Issue #222, opened 2021-10-21
Rewrite `AddDocument` and `UpdateDocument` method with variadic parameter


alallema:
Currently there is two function `AddDocuments` and `AddDocumentsWithPrimaryKey`.
Both methods can be reunited in one with this prototype:
```
func (i Index) AddDocuments(documentsPtr interface{}, batchSize int, primaryKey ...string) (resp *AsyncUpdateID, err error)
```
Same for `UpdateDocuments` and `UpdateDocumentsWithPrimaryKey`. who can be rewrite with this prototype:
```
func (i Index) UpdateDocuments(documentsPtr interface{}, batchSize int, primaryKey ...string) (resp *AsyncUpdateID, err error)
```

alallema:
Hi @penthaapatel ,
Thanks for your interest, of course, you can work on this issue.
We prefer not assigning people to our issues because sometimes people ask to be assigned and never come back, which discourages the real volunteers contributors to open a PR to fix this issue.
We will accept and merge the first PR that fixes correctly and well implements the issue following our [contributing guidelines](https://github.com/meilisearch/meilisearch-java/blob/main/CONTRIBUTING.md).

PR #223, opened 2021-10-21
Rewrite `AddDocument` and `UpdateDocument` method with variadic parameter

penthaapatel:
Signed-off-by: Penthaa Patel <penthaapatel@gmail.com>

Fixes - #222

### DIFF
--- a/index_documents.go
+++ b/index_documents.go
@@ -51,14 +51,11 @@ func (i Index) GetDocuments(request *DocumentsRequest, resp interface{}) error {
 func (i Index) AddDocuments(documentsPtr interface{}, primaryKey ...string) (resp *AsyncUpdateID, err error) {
 	resp = &AsyncUpdateID{}
 	endpoint := ""
-	functionName := ""
 	if primaryKey == nil {
 		endpoint = "/indexes/" + i.UID + "/documents"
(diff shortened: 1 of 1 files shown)


penthaapatel:
@alallema Do we need to combine the functionality of 
 - all 3 functions `AddDocuments()`, `AddDocumentsWithPrimaryKey()` and `AddDocumentsInBatches()` into a single function? Or keep the `AddDocumentsInBatches()` as a separate function? 
 - similarly for all 3 functions `UpdateDocuments()`, `UpdateDocumentsWithPrimaryKey()` and `UpdateDocumentsInBatches()` into a single function? Or keep the `UpdateDocumentsInBatches()` as a separate function? 

Since combining all 3 functions into one will require changes in the current used test files and test cases too, so I just wanted to confirm before proceeding with this approach - if it would be okay? If yes, I will push further changes to this PR.

The PR that I have currently created combines the functionality of 
 - `AddDocuments()` and `AddDocumentsWithPrimaryKey()` into one function `AddDocuments()`, and 
 - `UpdateDocuments()` and `UpdateDocumentsWithPrimaryKey()` into one function `UpdateDocuments()`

════════════════════

◆ About this exercise
Nothing but the lines with "prototype" should be returned, copied from the entries above.

◆ Response to the task
Both methods can be reunited in one with this prototype:
Same for `UpdateDocuments` and `UpdateDocumentsWithPrimaryKey`. who can be rewrite with this prototype:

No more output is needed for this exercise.